In a recent article, WABC-TV in New York noted that, "Local stores, opening long ago and now sitting on prime real estate, may be forced out of business as their rents suddenly jump 150 percent." The article profiled a Brooklyn convenience store owner, Jesse Itayim, whose landlord wants to raise his rent from $4,000 a month to $10,000 a month. Itayim, whose family has owned the business for 30 years, noted: "You come in, you spend all your effort and time and money to make a living, and, all of a sudden, it's impossible, because we are a convenience store. We're not a major super market."

The problem is not limited to New York, though. An recent article posted by KDVR-TV in Denver noted, "The real estate business is booming in the Denver metro area, and the rising rent is forcing some small businesses to shut down. Over the past few years, property values have skyrocketed in and around the city. Landlords are doubling, even tripling, rent for businesses." The article went on to explain that stores are being forced out of the city, and some small business owners noted that, not only is the rent rising too high for them, but that many landlords are now demanding conditions that small companies just can't meet.

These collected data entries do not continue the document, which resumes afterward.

PR #9550, opened 2020-01-15
Bump vs-editor-api

DavidKarlas:


mrward:
Should this have a comment with the usual fixes message and then the bug number?

mrward:
> Should this have a comment with the usual fixes message and then the bug number?

Answer is that it is not needed. The bug fix comment is read from the submodule. Thanks @DavidKarlas for clarifying this 😄

DavidKarlas:
Replaced by https://github.com/mono/monodevelop/pull/9557 with branch that doesn't have slashes.

PR #9551, opened 2020-01-15
Fixes compatbaseline check for HttpHeaderKind change

josegallardo:
This is required for insertion PR https://github.com/xamarin/md-addins/pull/6190


mrward:
Not sure this is correct. PRs are currently failing since they are building on Mac 10.13 but the master branch is building with Catalina where the compat check is working (was updated by @dalexsoto and this change here seems to revert this change made by Alex - https://github.com/mono/monodevelop/pull/9525/files)

josegallardo:
> Not sure this is correct. PRs are currently failing since they are building on Mac 10.13 but the master branch is building with Catalina where the compat check is working (was updated by @dalexsoto and this change here seems to revert this change made by Alex - https://github.com/mono/monodevelop/pull/9525/files)

Then we shouldn't merge this change and just merge the md-addins PRs even with CompatBaseCheck failing?

Looks like that's the case, and we should just close this PR and merge https://github.com/xamarin/md-addins/pull/6190

Thanks @mrward  for the quick catch! @dalexsoto  can you please confirm?

josegallardo:
Adding the `do-not-merge` label for now until we can confirm this should be closed.

mrward:
> Then we shouldn't merge this change and just merge the md-addins PRs even with CompatBaseCheck failing?
Correct. @josegallardo Yeah I would just merge the md-addins change.

PR #9557, opened 2020-01-16
Bump vs-editor-api

DavidKarlas:


mrward:
Similar here. The vs-editor-core bump is to a PR branch not master. Is that expected?

https://github.com/microsoft/vs-editor-api/pull/21/files

PR #9564, opened 2020-01-17
[1032534] [About VS for Mac] Add localization to "Show loaded assemblies" string

Semptra:
Fixes https://devdiv.visualstudio.com/DevDiv/_workitems/edit/1032534

This button should now be localized

image


Semptra:
@mrward could you please check and confirm that this is all the required changes to make this string localized?

PR #9565, opened 2020-01-17
[1019742] Disable VBox controls before project creation

Semptra:
Fixes https://devdiv.visualstudio.com/DevDiv/_workitems/edit/1019742

Another possible fix could be moving `dialog.CloseDialog ()` (https://github.com/mono/monodevelop/blob/master/main/src/core/MonoDevelop.Ide/MonoDevelop.Ide.Projects/NewProjectController.cs#L683) at the beginning of `Create` method.

Here is how this dialog looks like after clicking on "Create" button:
image

### DIFF
--- a/main/src/core/MonoDevelop.Ide/MonoDevelop.Ide.Projects/GtkNewProjectDialogBackend.cs
+++ b/main/src/core/MonoDevelop.Ide/MonoDevelop.Ide.Projects/GtkNewProjectDialogBackend.cs
@@ -590,8 +590,12 @@ namespace MonoDevelop.Ide.Projects
 			if (controller.IsLastPage) {
 				try {
 					CanMoveToNextPage = false;
+					// disable all controls on this dialog to prevent users actions
+					VBox.Sensitive = false;
 					await controller.Create ();
 				} catch {
+					// if something goes wrong, we need to enable dialog contols
+					VBox.Sensitive = true;
 					throw;
 				} finally {
 					CanMoveToNextPage = true;


Semptra:
@sevoku also, this part of the code

https://github.com/mono/monodevelop/blob/master/main/src/core/MonoDevelop.Ide/MonoDevelop.Ide.Projects/GtkNewProjectDialogBackend.cs#L644-L647

 seems to be newer executed, because of this check

https://github.com/mono/monodevelop/blob/master/main/src/core/MonoDevelop.Ide/MonoDevelop.Ide.Projects/GtkNewProjectDialogBackend.cs#L590-L600

main/src/core/MonoDevelop.Ide/MonoDevelop.Ide.Projects/GtkNewProjectDialogBackend.cs
```diff
@@ -590,6 +590,7 @@ public async Task MoveToNextPage ()
 			if (controller.IsLastPage) {
 				try {
 					CanMoveToNextPage = false;
+					centreVBox.Children [0].Sensitive = false;
 					await controller.Create ();
```
mrward: Seems like we could make all controls non-sensitive in the dialog here - not just the first child of the centerVBox. That would include the buttons (I think there used to be a bug here where you could click the button repeatedly).

If an exception is thrown should we set Sensitive back to true?

mrward:
Please also can we have the commit message indicate why the change is being made here? Currently the message is telling me what is being changed not why :)

main/src/core/MonoDevelop.Ide/MonoDevelop.Ide.Projects/GtkNewProjectDialogBackend.cs
Semptra: @mrward the first child of vBox contains all buttons (as on a screenshot).
Yes, seems like a good idea to bring it back to `true` in `catch`.

mrward: If you look at the Build method centerVBox does not seem to contain all the UI widgets. 

https://github.com/mono/monodevelop/blob/ef6da1668b427ce9a3e06edc6f55fc0db79a32c3/main/src/core/MonoDevelop.Ide/MonoDevelop.Ide.Projects/GtkNewProjectDialogBackend.UI.cs#L108

The NextButton for example here is outside it.

However the NextButton seems to be explicitly disabled in code.

mrward: Can we just do `centreVBox.Sensitive = false` instead of the first child if we do not need to do the entire dialog? :)

mrward:
In general I think we should disable (make them non-sensitive) all UI widgets on the dialog when the Create button is clicked. Currently you can click the Previous button after clicking the Create button if you are quick enough, and that moves you back a page.

Semptra:
@mrward I've added the suggested changes.

main/src/core/MonoDevelop.Ide/MonoDevelop.Ide.Projects/GtkNewProjectDialogBackend.cs
Semptra: Doing the `centreVBox.Sensitive = false` will not make `Cancel` and `Previous` buttons inactive. `centreVBox.Parent.Sensitive = false`seems to be the solution.

mrward: If we are doing `centreVBox.Parent.Sensitive = false` then you should be able to replace that with `VBox.Sensitive = false`. VBox seems to be the parent here.

Semptra: @mrward agree.

mrward:
> @sevoku also, this part of the code
> 
> https://github.com/mono/monodevelop/blob/master/main/src/core/MonoDevelop.Ide/MonoDevelop.Ide.Projects/GtkNewProjectDialogBackend.cs#L644-L647
> 
> seems to be newer executed, because of this check
> 
> https://github.com/mono/monodevelop/blob/master/main/src/core/MonoDevelop.Ide/MonoDevelop.Ide.Projects/GtkNewProjectDialogBackend.cs#L590-L600

That code is executed as far as I can see. The GetFinalPageControls method enables the UITest check box for those templates that support it - which is working. If you look at the code there is a call to MoveToNextPage after the IsLastPage check which could then cause IsLastPage to be true. Then GetWidgetToDisplay would execute that logic.

mrward:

Further west, in San Francisco, similar problems exist. A recent article in the San Francisco Chronicle noted that tensions are growing in the Mission district, where upscale businesses are trying to force out local small businesses. The article queried, "What kinds of businesses belong in a neighborhood, and who gets to decide? That question is fueling tensions in a neighborhood beset by an influx of new residents, sparkling new buildings, and steeply rising rents." One Mission district business owner, Erick Arguello, was quoted as saying, "Twenty-fourth Street has always had a different feel to it. It had the butcher shops, the bakeries, the shoe repairs. We are trying to maintain Latino businesses and smaller mom-and-pop businesses."